Among the lines below, tally those that hold "some". Return the number and nothing more.

**Records for the exercise**.
────────

PR #223, opened 2021-04-12
Fix synthetic examples output

henrymoss:
Small fix so that the output of the two Hartmann synthetic test functions returns the right dimensions (ie. [N,1] rather than N). Also added a unit test to make sure this does not happen again.

### DIFF
--- a/tests/unit/utils/test_objectives.py
+++ b/tests/unit/utils/test_objectives.py
@@ -56,7 +56,9 @@ from trieste.utils.objectives import (
 def test_objective_maps_minimizers_to_minimum(
     objective: Callable[[TensorType], TensorType], minimizers: TensorType, minimum: TensorType
 ) -> None:
-    npt.assert_allclose(objective(minimizers), tf.squeeze(minimum), rtol=1e-5)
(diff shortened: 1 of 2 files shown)


tests/unit/utils/test_objectives.py
```diff
@@ -56,7 +56,11 @@
 def test_objective_maps_minimizers_to_minimum(
     objective: Callable[[TensorType], TensorType], minimizers: TensorType, minimum: TensorType
 ) -> None:
-    npt.assert_allclose(objective(minimizers), tf.squeeze(minimum), rtol=1e-5)
+    objective_values_at_minisers = objective(minimizers)
```
uri-granta: Is minisers an intentional shortening of minimizers? Also, are we generally sticking to US spelling is there no policy on this?

uri-granta (approved):
Looks good. Pity mypy can't reason about array shapes (or at least dimensions).

tests/unit/utils/test_objectives.py
henrymoss: That is a typo. I think we are sticking to US.

PR #224, opened 2021-04-14
Run pylint and fix some errors

uri-granta:
- Add support for running the pylint static code analysis tool, including setting some sensible defaults.
- Fix some of the resulting complaints (mostly missing docstrings).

────────

**Response area**. 3